Monthly DEGs were annotated with Gene Ontology (GO) [70] biological process (BP) and KEGG analysis. The annotations were all achieved with clusterProfiler [71] package, with q-value ≤ 0.05 for GO and p-value ≤ 0.05 for KEGG. Annotation information was retrieved from the Ensembl database using AnnotationHub (https://bioconductor.org/packages/release/bioc/html/AnnotationHub.html) to generate an OrgDb annotation file.

Pathway-mRNA-lncRNA network construction

We selected genes enriched in key signaling pathways as sources, and co-expressed lncRNA genes as targets to construct the pathway-mRNA-lncRNA network. The Pearson correlations between pathway genes and lncRNA genes were calculated, and those mRNA-lncRNA pairs with correlation higher than 0.8 were selected to construct the network. CytoScape [72] was used to visualize the network.

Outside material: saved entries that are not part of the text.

PR #1407, opened 2021-06-07
Fix update dialog on Windows

mdrohmann:
https://www.pivotaltracker.com/story/show/178320910

I am still not clear why the CI seemingly links the State Tool Updater to an IE based JS interpreter, whereas on my machine it is Edge based.  But this change fixes the issue, as it makes it compatible with the IE engine.


Naatan (approved):
Nice digging!

PR #1396, opened 2021-05-28
State install does not update platform project

MDrakos:
~~Merging PR is blocked until we can update the error messaging around camel builds in progress.~~

https://www.pivotaltracker.com/story/show/178222594

PR #1408, opened 2021-06-07
Remove headless mode from installing while unauthenticated

Naatan:
https://www.pivotaltracker.com/story/show/178418483

Test failures seem to be coming from https://github.com/ActiveState/cli/pull/1396

### DIFF
--- a/test/integration/push_int_test.go
+++ b/test/integration/push_int_test.go
@@ -138,7 +138,7 @@ func (suite *PushIntegrationTestSuite) TestCarlisle() {
 	cp = ts.SpawnWithOpts(e2e.WithArgs(
 		"install", suite.extraPackage),
 		e2e.WithWorkDirectory(wd),
-		e2e.AppendEnv("ACTIVESTATE_CLI_DISABLE_RUNTIME=false"))
+		e2e.AppendEnv("ACTIVESTATE_CLI_DISABLE_RUNTIME=false", "VERBOSE=true"))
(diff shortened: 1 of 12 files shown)


test/integration/push_int_test.go
```diff
@@ -161,12 +150,12 @@ func (suite *PushIntegrationTestSuite) TestCarlisle() {
...
 	prj, err := project.FromPath(filepath.Join(wd, constants.ConfigFileName))
 	suite.Require().NoError(err, "Could not parse project file")
-	suite.Assert().True(prj.IsHeadless(), "project should be headless: URL is %s", prj.URL())
+	suite.Assert().False(prj.IsHeadless(), "project should NOT be headless: URL is %s", prj.URL())
 
 	ts.LoginAsPersistentUser()
 
 	// convert to real project
-	cp = ts.SpawnWithOpts(e2e.WithArgs("init", namespace), e2e.WithWorkDirectory(wd))
+	cp = ts.SpawnWithOpts(e2e.WithArgs("init", namespace, "python3"), e2e.WithWorkDirectory(wd))
```
MDrakos, line 158: I think this _may_ cause a test failure. As the base project that is activated in this test can either by Perl-5.32 or Python. It is only a Python project on MacOS

MDrakos (changes requested):
Can you just check that the change to `TestCarlise` isn't causing a failure?

PR #1410, opened 2021-06-08
Config.lock is removed

mdrohmann:
- lock the configuration file directly (no need for a separate file)
- ensure that state-tray does not create defunct process

 https://www.pivotaltracker.com/story/show/178440954


internal/config/instance.go
```diff
@@ -437,19 +437,23 @@ func (i *Instance) ensureCacheExists() error {
 }
 
 func (i *Instance) getLockFile() string {
+	// On Linux and Darwin, we can use the config file itself for locking
+	if runtime.GOOS != "windows" {
+		return i.getConfigFile()
+	}
```
Naatan, line 443: Is this necessary though? I'd prefer we use the same mechanic everywhere so we get consistent behavior.

internal/exeutils/exeutils.go
```diff
@@ -157,5 +157,12 @@ func ExecuteAndForget(command string, args []string, opts ...func(cmd *exec.Cmd)
 		return nil, errs.Wrap(err, "Could not start %s %v", command, args)
 	}
 	cmd.Stdin = nil
+
+	// Wait for the command to finish in a go-routine.  If we do not do that, and the parent process keeps running,
+	// the launched process will keep around flagged <defunct> (at least on Linux)
```
Naatan, line 162: That's silly.. nice catch.

Naatan (changes requested):

internal/config/instance.go
mdrohmann: We could use the same mechanic, we use for Windows on all OSes.  IMO the Linux/Darwin way is the correct one though, and having to create a separate file on Windows, is just a hack...  But unfortunately, on Windows we would need to re-use the file handle we use for locking for our write operations, and the `gofrs/flock` package implementation does not support that functionality.

So, I see three options:
1. Use the separate lockfile on all OSes
2. Use the separate lockfile only on Windows (as in this PR)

Calculation of relative gene expression for monthly DEGs

To observe the effects of melatonin on the expression of representative differentially expressed gene, we plotted relative expression boxplots to visually compare the expression trends of these genes. The horizontal axis of the boxplot represents months, and the vertical axis represents relative expression levels, which were calculated as follows:

$$\varvec{r}\varvec{e}\varvec{l}\varvec{a}\varvec{t}\varvec{i}\varvec{v}\varvec{e} \varvec{e}\varvec{x}\varvec{p}\varvec{r}\varvec{e}\varvec{s}\varvec{s}\varvec{i}\varvec{o}\varvec{n} \varvec{l}\varvec{e}\varvec{v}\varvec{e}\varvec{l} =\mathbf{ln}\left(\frac{\varvec{G}\varvec{e}\varvec{n}\varvec{e} \varvec{C}\varvec{o}\varvec{u}\varvec{n}\varvec{t}\varvec{s} \varvec{i}\varvec{n} \varvec{M}\varvec{e}\varvec{l}\varvec{a}\varvec{t}\varvec{o}\varvec{n}\varvec{i}\varvec{n}}{\varvec{G}\varvec{e}\varvec{n}\varvec{e} \varvec{C}\varvec{o}\varvec{u}\varvec{n}\varvec{t}\varvec{s} \varvec{i}\varvec{n} \varvec{C}\varvec{o}\varvec{n}\varvec{t}\varvec{r}\varvec{o}\varvec{l}}\right)$$

The gene counts were normalized with total counts in different groups. Three relative expression values per month were used for boxplot visualization.